La diagnosi prenatale cambia l'intensità dell'attaccamento tra mamma e bambino?

Sì. Gli studi del Professor Pier Luigi Righetti, dell’Università di Padova, ci dicono che le donne che non ricorrono alla diagnosi prenatale interagiscono di più con il bambino, tendono maggiormente ad attribuirgli caratteristiche particolari (“il bambino dei sogni”) e che in generale hanno un attaccamento maggiore e più precoce rispetto alle donne che fanno la diagnosi prenatale. Confermano quindi la sua intuizione, gentile e attenta signora.
Di fatto, ogni gravidanza porta con sé una rivoluzione interiore, oltre che fisica. Accanto ai cambiamenti corporei, la donna deve affrontare sostanziali cambiamenti emotivi. Non a caso la gravidanza viene definita come una fase di sviluppo ma anche di crisi. Una crisi “evolutiva” , in quanto causa sostanziali cambiamenti nella vita della donna. Ma anche una crisi “maturativa”, perché comporta la possibilità di rielaborare le esperienze precedenti per migliorare il proprio equilibrio psichico e la crescita personale. In questo percorso, la diagnosi prenatale può facilitare l’attaccamento, quando il risultato è rasserenante; o renderlo più problematico, in caso di conferma di problemi fetali. Ecco perché il sostegno psicologico alla gravida in questa fase è essenziale, sia da parte del partner e della famiglia di origine, sia da parte dell’équipe medica. Perché la solitudine decisionale non renda più doloroso un momento così delicato del rapporto madre-bambino.

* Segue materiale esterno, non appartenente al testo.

PR #6275, opened 2026-06-01
chore(docs): add 8.10 deployment journey IA proposal

hisImminence:
## Summary

- Adds `docs/user journeys/8.10/8.10 deployment journey.md` — a journey-shaped sidebar IA proposal for the Self-Managed 8.10 docs
- Reorganizes the sidebar from component-shaped (browse) to phase-shaped (act): Plan → Build Baseline → Extend → Day-2 → Migrate
- Includes full page-by-page migration table for all existing Self-Managed pages
- Content briefs for ~45 net-new pages required by the new structure (Appendix A)
- Rewrite guidance for existing pages that need changes beyond relocation (Appendix B)
- Competitor analysis validating the structure (Temporal, CockroachDB, Confluent)
- Three-phase rollout sequence ordered by risk and independent value

## Test plan

- [ ] Review IA proposal with docs team
- [ ] Validate page migration tables against current `sidebars.js`
- [ ] Confirm scope with Hub team re: Hub/Console SM/Web Modeler consolidation
- [ ] Sign off before 8.10 GA documentation freeze

### DIFF
--- a/docs/user journeys/8.10/8.10 deployment journey.md
+++ b/docs/user journeys/8.10/8.10 deployment journey.md
@@ -1,0 +1,820 @@
+# Camunda 8.10 Self-Managed Documentation — Information Architecture Proposal
+
+**Audience.** Camunda Self-Managed PM, Documentation team, InfraEx team, Hub team, Tech Writers.
+
+**Status.** Draft proposal for review before 8.10 GA documentation freeze.
+
+**Scope.** The Self-Managed section of `docs.camunda.io` only (`/docs/next/self-managed/...`). The Components hub is out of scope by explicit instruction and continues to live at the top of the docs as a cross-cutting reference. APIs & Tools, Reference, and Guides top-level sections are also out of scope.
+
+**Outcome.** A journey-shaped sidebar that replaces the current 8.9 component-shaped structure, with every existing page mapped to a new location and content briefs for ~45 new pages the structure requires.
+
+---
+
+## Table of contents
+
+1. [Executive summary](#1-executive-summary)
+2. [The core shift](#2-the-core-shift)
+3. [What the deeper analysis revealed](#3-what-the-deeper-analysis-revealed)
+4. [Validation from competitor docs](#4-validation-from-competitor-docs)
+5. [The proposed sidebar (complete tree)](#5-the-proposed-sidebar-complete-tree)
+6. [Page-by-page migration tables](#6-page-by-page-migration-tables)
+7. [Cross-cutting patterns to adopt](#7-cross-cutting-patterns-to-adopt)
+8. [Suggested rollout sequence](#8-suggested-rollout-sequence)
+9. [Open questions to validate before publishing](#9-open-questions-to-validate-before-publishing)
+10. [Appendix A — Content briefs for new pages](#appendix-a--content-briefs-for-new-pages)
+11. [Appendix B — Rewrite guidance for existing pages](#appendix-b--rewrite-guidance-for-existing-pages)
+
+---
+
+## 1. Executive summary
+
+The 8.9 Self-Managed sidebar is organized around what Camunda ships (Quickstart, Reference Architecture, Deploy and manage, Concepts, Components, Upgrade). For 8.10, the customer journey has changed enough — Hub replaces Web Modeler + Console SM, Physical Tenants are introduced, Optimize binds 1:1 to a PT, Bitnami is removed, Helm v4 is required, three resilience tiers replace ad-hoc multi-region patterns — that a same-shaped sidebar would amplify the docs problems customers already flag.
+
+This proposal reorganizes Self-Managed around six top-level sections:
+
+1. **Quickstart** — fast, opinionated paths that get a developer or administrator to a running instance. No decisions required.
+2. **Deploy to production** — the action-ordered path from planning decisions to a production-shaped baseline. Contains two sub-phases: Plan your deployment and Deploy your baseline.
+3. **Architecture and concepts** — reference and concept material that users consult selectively, in any order, after or alongside the main deployment path. This includes reference architectures and deployment concepts (tenancy, availability & DR, process analytics, database topology).
+4. **Run and maintain** — ongoing operational concerns for a healthy deployment: upgrades, backups, monitoring, scaling, diagnostics, troubleshooting.
+5. **Components** — cross-cutting reference for individual Camunda components. Intentionally separate from the deployment journey.
+6. **Migrate** — the once-per-version upgrade path from 8.9 to 8.10.
+
+**Why the journey stops at Deploy your baseline.** Availability & DR, Tenancy & isolation, Process analytics, and Databases are placed in Architecture and concepts rather than as a third sequential phase after Deploy your baseline. These capabilities are not a linear next step: customers adopt them independently, in any order, at any time after the baseline is healthy. Presenting them as a sequential phase implies a linearity that doesn't match how customers evolve their deployments, and risks recreating the problem where one sidebar section becomes a catch-all for everything that doesn't fit elsewhere. Architecture and concepts is where they belong: standing reference material users reach for when they need it, not a mandatory phase they walk through in sequence.
+
+A **Migrate from 8.9 → 8.10** section sits alongside as the once-per-version stay-as-is upgrade path. Quickstart keeps its current dev/admin split as a forked side path at the top of the sidebar. Reference architectures live in Architecture and concepts — accessible as a cross-cutting resource from Deploy to production's planning phase, not buried at the bottom of a sequential journey.
+
+This shape is validated against three competitor docs:
+
+- **Temporal** organizes around verbs (Evaluate → Develop → Deploy → Self-host) with a three-bucket landing page (Plan / Operate / Protect data) that maps directly onto Deploy to production / Architecture and concepts / Run and maintain.
+- **CockroachDB** has the best comparison-table pattern for helping customers choose between resilience options — adopted for the reference architecture and concept pages.
+- **Confluent** has the most rigorous architecture-pattern template (When to use / When not to / Use cases / Implementation recommendations) — adopted for every option page in Architecture and concepts.
+
+The proposal closes by:
+
+- Specifying where every existing Self-Managed page moves (§6).
+- Listing the ~45 net new pages the structure requires, with one-paragraph content briefs (Appendix A).
+- Listing existing pages that need rewrites beyond a pure relocation, with change instructions (Appendix B).
+- Sequencing the rollout into three phases of independent risk and value (§8), so the team can ship the low-risk wins immediately (backup-promotion, OpenShift de-duplication, glossary extension) before the larger 8.10 restructure.
+
+---
+
+## 2. The core shift
+
+The 8.9 sidebar treats deployment as a series of categories the customer browses (here are the installation methods, here are the components, here are the upgrade paths). The 8.10 proposal treats deployment as a sequence of actions the customer takes — but only up to the point where a production-shaped baseline is running. After that, the sidebar branches into targeted reference and concept material rather than continuing a linear narrative. Concretely:
+
+| 8.9 sidebar shape | 8.10 sidebar shape |
+|---|---|
+| Quickstart · Reference architecture · Deploy and manage · Concepts · Components · Upgrade | Quickstart · Deploy to production · Architecture and concepts · Run and maintain · Components · Migrate |
+| Categories | Action path → reference split |
+| Browse everything | Guided path to baseline, then branch to reference |
+| Component-shaped | Journey-shaped to baseline; concept-shaped beyond |
+| Multiple unrelated entry points | One opinionated happy path to production, then selective reference |
+| Deployment target choice implicit in which page you click | Deployment target chosen explicitly in Plan your deployment |
+| Multi-region and availability buried under Concepts | First-class content in Architecture and concepts with three named tiers |
+| Backup & restore buried under Concepts | First-class Run and maintain entry |
+| "Operate" as a section name | "Run and maintain" — avoids confusion with the Operate application |
+
+**Where the main deployment journey ends.** The guided, action-ordered path in Deploy to production stops after Deploy your baseline. The sidebar then intentionally branches: customers who want to understand tenancy models, availability tiers, database topology options, or Optimize-per-PT consult Architecture and concepts — selectively, in any order, as their deployment needs evolve. Customers managing a running deployment go to Run and maintain. This split avoids two failure modes of the 8.9 sidebar: concepts buried inside operational sections (Backup & restore under Concepts), and operational pages buried inside concept sections. It also avoids recreating the "Concepts as catch-all" problem that this restructure is trying to fix.
+
+**Why deployment capabilities belong in Architecture and concepts.** Availability & DR, Tenancy & isolation, Process analytics, and Databases are capabilities customers adopt selectively, often months after the baseline is healthy, in whatever order their deployment needs dictate. Grouping them as a sequential phase after Deploy your baseline would misrepresent this: a phase implies a customer walks through it in order, then moves on. Placing them in Architecture and concepts makes clear they are standing reference material — consult when you need it, skip what doesn't apply.
+
+---
+
+## 3. What the deeper analysis revealed
+
+Reading the actual current `sidebars.js` (not just the landing page) surfaced several issues that wouldn't be visible from the docs page alone:
+
+1. **Backup & restore lives under `Concepts`.** It's the most critical Day-2 capability and it's filed inside a junk-drawer section labelled as a place for definitions. This single mis-filing accounts for a significant share of customer "I can't find the backup docs" complaints in support tickets.
+
+2. **`Concepts` mixes two unrelated things.** Genuine concepts (authentication, secondary storage, databases) sit alongside pure operations (backup, monitoring, troubleshooting, data purge, flow control). Splitting the section cleanly — concepts into Plan, operations into Day-2 — is half the structural value of this restructure.
+
+3. **OpenShift appears in two places under Helm cloud providers.** Once as a child of Amazon (ROSA), once standalone. This is confusing today, before any 8.10 changes.
+
+4. **`helm/operational-tasks/dual-region-operational-procedure` is in Operational tasks** but it's really Availability & DR → Tier 2 content. It's misfiled because today's sidebar has no Availability & DR section to host it.
+
+5. **Bitnami migration pages are in Operational tasks** but they're a one-time pre-Baseline activity tied to a Phase 0 dependency decision, not ongoing operations.
+
+6. **Multi-region today is one buried page** (`concepts/multi-region/dual-region`). The journey doc's three-tier framework (Tier 1 cold recovery / Tier 2 dual-region hot standby / Tier 3 three-region stretched) has no home in the current sidebar at all.
+
+7. **Reference architecture is thin** — three pages (Kubernetes, Containers, Manual) — but the journey doc's needs (Tier 2, Tier 3, multi-PT variants) require it to grow.
+
+8. **Three Helm install overview pages** (`helm/index`, `helm/install/index`, `helm/install/production/index`) all do landing-page duty at slightly different levels. One page would do the job.
+
+9. **`configure-multi-tenancy` is in Baseline → Configure** but in 8.10 with auto-created PTs, multi-tenancy is fundamentally a Tenancy & isolation topic, not a Baseline configure topic.
+
+10. **Generic Helm pages appear before provider-specific infrastructure pages.** The actual install order is: provision cluster → install Helm chart. The sidebar order today is the reverse, which forces administrators to read past content they can't use yet.
+
+---
+
+## 4. Validation from competitor docs
+
+The journey-shaped direction is convergent with industry practice. Three patterns are particularly worth adopting.
+
+### From Temporal
+
+Temporal's top-level docs IA is verb-shaped: Evaluate → Develop → Deploy to production → Self-host → Operate. On the Self-hosted landing page, content is grouped into three named buckets — "Plan and deploy your service" / "Operate your self-hosted service" / "Protect data and enable advanced features." This maps almost one-to-one onto Deploy to production / Run and maintain / Architecture and concepts — the same separation between action-oriented and reference-oriented content that this proposal adopts.
+
+Patterns to adopt:
+
+- **Three-bucket landing pages** for each major section.
+- **Production checklist as a named page**, not scattered guidance across multiple deployment guides.
+- **AI-friendly affordances** — "Copy for LLM" / "View as Markdown" buttons on every page. Temporal ships these. Confluent ships "Copy Markdown / Open as Markdown." Camunda doesn't yet, and it's an emerging best practice.
+
+### From CockroachDB
+
+CockroachDB's Data Resilience page has the cleanest "help me choose" pattern in any database docs site. The page opens with a single architectural diagram, a glossary block defining RPO/RTO, then two comparison tables ("Choose an HA strategy" / "Choose a DR strategy") with strategies as columns and trade-offs (RPO, RTO, write latency, recovery, fault tolerance, minimum regions) as rows.
+
+Patterns to adopt:
+
+- **"Choose your tier" comparison table** as the opening of Availability & DR — see Appendix A for the proposed Camunda version.
+- **Glossary block at the start of each major section** for the terms it introduces.
+- **One architectural diagram per section** showing the topology choices side by side.
+- **LTS markers in the version switcher** to make supported-version status visible at a glance.
+
+### From Confluent
+
+Confluent's Multi-Data Center Architectures page has the most rigorous architecture-pattern template. Every pattern (2-Cluster Active-Passive, Stretched Cluster 3-Data Center, etc.) uses the same sub-structure: Terms → Why use this? / Why not? → When to use? → When not to use? → Use cases (with industry anchors) → Implementation recommendations.
+
+Patterns to adopt:
+
+- **"When to use / When not to use" blocks** on every option page in Architecture and concepts (tenancy, availability, database topology).
+- **Industry-anchored use cases** — anchor abstract tier patterns to concrete businesses (Tier 1 = internal tooling; Tier 2 = regulated SaaS, payments, insurance; Tier 3 = banking, government).
+- **Memorable pattern names**, not generic tier numbers. The journey doc already uses these — "Cold recovery", "Dual-region hot standby", "Three-region stretched cluster" — and they should be primary sidebar labels, with "Tier 1/2/3" as parenthetical aliases.
+
+### Two anti-patterns to avoid
+
+Confluent's sidebar has 20+ top-level entries with very deep nesting (look at the ksqlDB tree). Customers visibly drown. The proposed Camunda Self-Managed sidebar sits at 10–12 top-level entries; that's the right ceiling.
+
+Temporal's Self-host landing page makes one risky design choice: "Choose a deployment approach (Docker, Kubernetes, or manual)" lives entirely inside one page, with no sidebar fan-out at all. That works for Temporal because all three paradigms are roughly equivalent. It would not work for Camunda because Helm-on-Kubernetes is the recommended production paradigm and ECS / manual are increasingly specialized. The Baseline → Install fan-out the proposal carries is the right shape.
+
+---
+
+## 5. The proposed sidebar (complete tree)
+
+**Paradigm notation:** Pages marked `[Kubernetes]`, `[Containers]`, or `[Manual]` contain tabs synced via Docusaurus `groupId="deployment-paradigm"`. Selecting a paradigm once persists the choice across all pages in the session. Pages with no badge are paradigm-agnostic.
+
+**Depth note:** The tree below shows section and page structure. Provider-specific leaf subpages (e.g., EKS with eksctl, AKS with Terraform), auth-provider leaf pages (Microsoft Entra, Generic OIDC), and last-level tier implementation pages are omitted for readability. They exist as children of the nodes shown.
+
+```
+Self-Managed
+│
+├─ Start here                                      (about-self-managed — rewritten)
+│
+├─ Quickstart
+│   ├─ Developer quickstart
+│   └─ Administrator quickstart
+│
+├─ Deploy to production
+│   ├─ Plan your deployment
+│   │   ├─ Choose your deployment target          [Kubernetes] [Containers] [Manual]
+│   │   ├─ Choose your resilience tier
+│   │   ├─ Choose your database strategy
+│   │   ├─ Choose your identity strategy
+│   │   └─ Reference architectures               (cross-link to Architecture and concepts)
+│   │
+│   ├─ Deploy your baseline
+│   │   ├─ Kubernetes — Cloud providers       (existing: deployment/helm/cloud-providers/)
+│   │   │   ├─ Amazon EKS
+│   │   │   ├─ Google GKE
+│   │   │   ├─ Microsoft AKS
+│   │   │   └─ Red Hat OpenShift
+│   │   ├─ Containers                         (existing: deployment/docker/ + deployment/containers/)
+│   │   │   ├─ Docker
+│   │   │   └─ Amazon ECS
+│   │   └─ Manual                             (existing: deployment/manual/install/)
+│   │       ├─ Install
+│   │       ├─ Manual installation with RDBMS
+│   │       └─ Amazon EC2
+│   └─ Production readiness checklist
+│
+├─ Architecture and concepts
+│   ├─ Reference architectures               (existing: reference-architecture/)
+│   │   ├─ Kubernetes                        (existing)
+│   │   ├─ Containers                        (existing)
+│   │   └─ Manual / VM                       (existing)
+│   ├─ Hub / Orchestration Cluster topology
+│   ├─ Tenancy and isolation
+│   │   ├─ Choose your isolation strength
+│   │   ├─ Logical tenants
+│   │   ├─ Physical tenants
+│   │   └─ Separate Orchestration Clusters
+│   ├─ Availability and DR
+│   │   ├─ Tier framework and RPO / RTO
+│   │   ├─ Tier 1 — Cold recovery
+│   │   ├─ Tier 2 — Dual-region hot standby
+│   │   └─ Tier 3 — Three-region stretched
+│   ├─ Process analytics
+│   │   ├─ Optimize per Physical Tenant
+│   │   ├─ Hub Business View / Agent Control
+│   │   ├─ Storage requirements
+│   │   └─ Sizing at PT scale
+│   ├─ Databases
+│   │   ├─ Operating Elasticsearch / OpenSearch
+│   │   ├─ Operating RDBMS
+│   │   ├─ Splitting databases per component
+│   │   ├─ Secondary storage concepts
+│   │   └─ Exporters
+│   └─ Authentication
+│       ├─ Authentication to Orchestration Cluster
+│       └─ Authentication to management components
+│
+├─ Run and maintain
+│   ├─ Upgrade your deployment
+│   ├─ Back up and restore
+│   │   ├─ Overview
+│   │   ├─ Elasticsearch / OpenSearch
+│   │   ├─ Relational databases
+│   │   └─ Backup Management API
+│   ├─ Monitoring
+│   │   ├─ Log levels
+│   │   ├─ Metrics
+│   │   └─ Per-PT metrics
+│   ├─ Scaling
+│   │   ├─ OC broker scaling
+│   │   ├─ Stateless Hub scaling
+│   │   └─ Adding Physical Tenants
+│   ├─ Flow control
+│   ├─ Data purge
+│   ├─ Audit log
+│   ├─ Document handling
+│   ├─ Credentials and secrets rotation
+│   ├─ Diagnostics
+│   └─ Troubleshooting
+│
+├─ Components
+│   ├─ Camunda Hub
+│   ├─ Orchestration cluster
+│   ├─ Connectors
+│   ├─ Optimize
+│   └─ Management Identity
+│
+└─ Migrate
+    ├─ Migrate from 8.9 to 8.10
+    │   ├─ At-a-glance: what changes
+    │   ├─ Prepare for upgrade
+    │   ├─ Web Modeler + Console SM → Camunda Hub
+    │   ├─ Helm v3 → v4 CLI swap
+    │   ├─ Run the upgrade
+    │   │   ├─ Helm upgrade (8.9 → 8.10)         [Kubernetes]
+    │   │   ├─ Manual upgrade                     [Manual]
+    │   │   └─ Component-by-component notes
+    │   └─ Catch up to baseline (post-upgrade, optional)
+    └─ Bitnami migration
+        ├─ Migrate to operators
+        ├─ Migrate to managed services
+        ├─ Alternatives
+        └─ Zero-downtime migration
+```
+
+---
+
+## 6. Page-by-page migration tables
+
+Every existing Self-Managed page is accounted for. The tables are grouped by current top-level section so the migration can be reviewed section by section against the live `sidebars.js`.
+
+Action key:
+- **Move** — page relocates with no substantive content change.
+- **Rename** — page relocates *and* gets a clearer title; URL changes.
+- **Merge** — page is absorbed into another page; URL removed (with redirect).
+- **Split** — page content fans across multiple new pages.
+- **Rewrite** — page stays but content is substantively rewritten (see Appendix B).
+- **Delete** — page removed, content not preserved.
+
+### 6.1 Quickstart
+
+| Current path | New location | Action |
+|---|---|---|
+| `self-managed/quickstart/overview` | `Start here` landing absorbs intro content | **Merge** |
+| `self-managed/quickstart/developer-quickstart` | `Quickstart → For developers` overview | Move |
+| `self-managed/quickstart/developer-quickstart/c8run/*` (4 pages) | `Quickstart → For developers → Camunda 8 Run` | Move |
+| `self-managed/quickstart/developer-quickstart/docker-compose/*` (4 pages) | `Quickstart → For developers → Docker Compose` | Move |
+| `self-managed/quickstart/administrator-quickstart` | `Quickstart → For administrators → Local with kind` | **Rename + reframe** — see Appendix B |
+
+### 6.2 Reference architecture (moves into Plan)
+
+| Current path | New location | Action |
+|---|---|---|
+| `self-managed/reference-architecture/reference-architecture` | `Architecture and concepts → Reference architectures` landing | **Rewrite** — see Appendix B |
+| `self-managed/reference-architecture/kubernetes` | `Architecture and concepts → Reference architectures → Kubernetes → Single-region` | **Rewrite** — see Appendix B (trim) |
+| `self-managed/reference-architecture/containers` | `Architecture and concepts → Reference architectures → Containers` | Move |
+| `self-managed/reference-architecture/manual` | `Architecture and concepts → Reference architectures → Manual / VM` | Move |
+| — (NEW) | `Architecture and concepts → Reference architectures → Kubernetes → Dual-region (Tier 2)` | **New** — see Appendix A |
+| — (NEW) | `Architecture and concepts → Reference architectures → Kubernetes → Three-region (Tier 3)` | **New** — see Appendix A |
+| — (NEW) | `Architecture and concepts → Reference architectures → Kubernetes → Multi-PT variant` | **New** — see Appendix A |
+
+### 6.3 Deploy and manage → Helm install pages
+
+| Current path | New location | Action |
+|---|---|---|
+| `self-managed/deployment/index` | Dissolved — paradigm choice lives in `Deploy to production → Plan your deployment → Choose your deployment target` | **Delete** (with redirect) |
+| `self-managed/deployment/helm/index` | `Deploy to production → Deploy your baseline → → 2. Install Camunda` (tab: Kubernetes) — merged 3-into-1; see Appendix B | **Merge** (3-into-1) — see Appendix B |
+| `self-managed/deployment/helm/install/index` | (merged) | **Merge** |
+| `self-managed/deployment/helm/install/quick-install` | `Quickstart → For administrators → Local with kind` (cross-link) | **Move** |
+| `self-managed/deployment/helm/install/production/index` | (merged) | **Merge** |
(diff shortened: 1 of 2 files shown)


hisImminence:
## Feedback incorporated — Hamza (round 1)

### §1 Plan — reorder and rename

- **Decision order changed**: deployment target moves first (database options like OpenSearch are AWS-centric, so target must be decided before database; identity depends on both target and database)
- **"Reference architectures" renamed to "Architecture diagrams"** throughout; "blueprint" suffix dropped from sub-page names

### §1 Plan — paradigm tab model (Option B)

- Pages that differ by deployment paradigm use **Docusaurus tabs with `groupId="deployment-paradigm"`** ([Kubernetes] / [Containers] / [Manual])
- Selecting a paradigm once persists across all pages in the session
- **No nested tabs for cloud providers** — too overwhelming; cloud providers remain as sidebar sub-pages with visual badges [AWS] [GCP] [Azure] [OpenShift] instead
- All tabbed pages annotated with paradigm badges in this proposal document so reviewers can see at a glance which pages carry tabs

### §2 Baseline — full restructure into sequential numbered steps

Old shape had wrapper sections (Install / Common configuration) with paradigm sub-trees. New shape is flat numbered steps in logical provisioning order:

1. **Provision infrastructure** [Kubernetes] [Containers] [Manual]
   - K8s: cloud provider sub-pages (EKS / GKE / AKS / OpenShift+ROSA) + Kubernetes-specific config (ingress, gateway API, registry, pod networking, extra manifests)
   - Containers: Docker / AWS ECS
   - Manual: AWS EC2
2. **Provision databases** — PostgreSQL / ES-OS / Keycloak / Bitnami migration
3. **Set up authentication** — OIDC / Keycloak / basic auth
4. **Install Camunda** [Kubernetes] [Containers] [Manual]
   - License key, Secret management (only production-essential non-infra config)
   - Install Hub [tabs]
   - Install Orchestration Cluster [tabs] → Register OC in Hub (sub-step here, not a standalone page)
5. Production readiness checklist → Smoke test & exit criteria

### Items removed from §2

| Removed | Reason |
|---|---|
| "Separating Hub and Orchestration Cluster" page | Absorbed into Install Hub/Install OC install steps |
| "Helm v4 requirements" sidebar page | Becomes a prerequisite callout on the Install Camunda page |
| "Configure Camunda" step (step 5) | App configuration is a separate discussion; out of scope for the Baseline install journey |
| Chart parameters, application-configs, connectors, enable-additional-components, document handling | All out of Baseline scope — app config |
| "Register the OC in Hub" as standalone step | Moved inside Install Orchestration Cluster as final sub-step |

docs/user journeys/8.10/8.10 deployment journey.md
```diff
@@ -0,0 +1,820 @@
...
+8. [Suggested rollout sequence](#8-suggested-rollout-sequence)
+9. [Open questions to validate before publishing](#9-open-questions-to-validate-before-publishing)
+10. [Appendix A — Content briefs for new pages](#appendix-a--content-briefs-for-new-pages)
+11. [Appendix B — Rewrite guidance for existing pages](#appendix-b--rewrite-guidance-for-existing-pages)
+
+---
+
+## 1. Executive summary
+
+The 8.9 Self-Managed sidebar is organized around what Camunda ships (Quickstart, Reference Architecture, Deploy and manage, Concepts, Components, Upgrade). For 8.10, the customer journey has changed enough — Hub replaces Web Modeler + Console SM, Physical Tenants are introduced, Optimize binds 1:1 to a PT, Bitnami is removed, Helm v4 is required, three resilience tiers replace ad-hoc multi-region patterns — that a same-shaped sidebar would amplify the docs problems customers already flag.
```
leiicamundi: The six-section shape listed here matches the **Next** `sidebars.js` (the 8.10 baseline), not the released 8.9 sidebar — in 8.9, `Concepts` and `Components` are not yet separate top-level categories (everything still sits under `Deploy and manage`). Stating the baseline explicitly avoids a reviewer checking the live 8.9 docs and seeing a mismatch.

Possible rewording: _"The current Next (8.10 baseline) Self-Managed sidebar is organized around what Camunda ships …"_

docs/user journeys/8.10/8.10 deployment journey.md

Prevenire e curare – Come ottimizzare la diagnosi prenatale

La diagnosi prenatale è impegnativa, quanto più è motivata da rischi obiettivi. Per renderla il meno problematica possibile è essenziale che:
- le informazioni date dai medici siano chiare, dette in termini semplici e comprensibili; che la quantità e qualità delle informazioni siano graduali e meditate, per non spaventare inutilmente o minimizzare rischi invece gravi;
- accanto alla diagnosi medica ci sia un adeguato sostegno psicologico alla donna e alla coppia, per dar parole al dolore, alla preoccupazione, alla paura, al bisogno di conforto. E per aiutare a prendere decisioni importanti quali l’interrompere o continuare la gravidanza, e comunque a vivere una situazione inaspettata, inquietante e sconosciuta nel modo più costruttivo.